The report says bio-based materials are only truly renewable if the ecosystems that produce them have enough time and space to regenerate.

The report says bio-based materials are only truly renewable if the ecosystems that produce them have enough time and space to regenerate.

It warns that when extraction outpaces recovery, and where soil health, biodiversity or land use are damaged, materials that appear renewable can become effectively finite.

The foundation said better policy alignment could help countries capture more value from bio-based materials by supporting regenerative production, local processing, recirculation systems and secondary material markets.

It also said this could reduce pressure on virgin resources, strengthen supply chain resilience and create skilled jobs across agriculture, manufacturing, repair, recycling and biorefining.

The report sets out five policy pillars for governments, including circular design standards for bio-based materials, safer and more effective material circulation, financial incentives for regenerative production, investment in infrastructure and cross-border collaboration.

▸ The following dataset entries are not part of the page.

PR #295, opened 2022-07-18
Add support for ap tracking

entropidelic:
# Add support for ap tracking

## Description

Some references are referenced respect to `ap`, which can change while the program is executing. AP tracking data from the compiled program json is used for adjusting the value of the reference. This PR adds support for these cases.

## Checklist
- [ ] Linked to Github Issue
- [ ] Unit tests added

### DIFF
--- a/src/vm/hints/hint_utils.rs
+++ b/src/vm/hints/hint_utils.rs
@@ -1,6 +1,7 @@
 use crate::bigint;
 use crate::math_utils::as_int;
 use crate::math_utils::isqrt;
+use crate::serde::deserialize_program::ApTracking;
 use crate::types::{instruction::Register, relocatable::MaybeRelocatable};
 use crate::vm::{
     context::run_context::RunContext, errors::vm_errors::VirtualMachineError,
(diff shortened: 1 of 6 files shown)


Juan-M-V (approved):

src/vm/hints/hint_utils.rs
```diff
@@ -13,29 +14,63 @@ use num_traits::{FromPrimitive, Signed, ToPrimitive, Zero};
 use std::collections::HashMap;
 use std::ops::{Neg, Shl, Shr};
 
+fn apply_ap_tracking_correction(
+    ap: MaybeRelocatable,
+    ref_ap_tracking: Option<&ApTracking>,
+    hint_ap_tracking: Option<&ApTracking>,
```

These measures could include reviewing waste classifications that prevent biomass and residues from being used as secondary feedstocks, reducing VAT on repair and secondary applications, and using eco-modulated extended producer responsibility schemes.

The foundation said stronger traceability and transparency will also be needed to ensure bio-based products are not linked to land conversion, biodiversity loss or poor working conditions.

The report comes as more than 100 countries have adopted national circular economy roadmaps or action plans.

However, the foundation warned that many of these policies still do not fully address how bio-based materials are sourced, used across multiple applications and eventually returned safely to natural systems.

It said aligning circular economy and bioeconomy policies would help shift the focus from replacing one material with another to designing systems that preserve value, reduce waste and regenerate nature.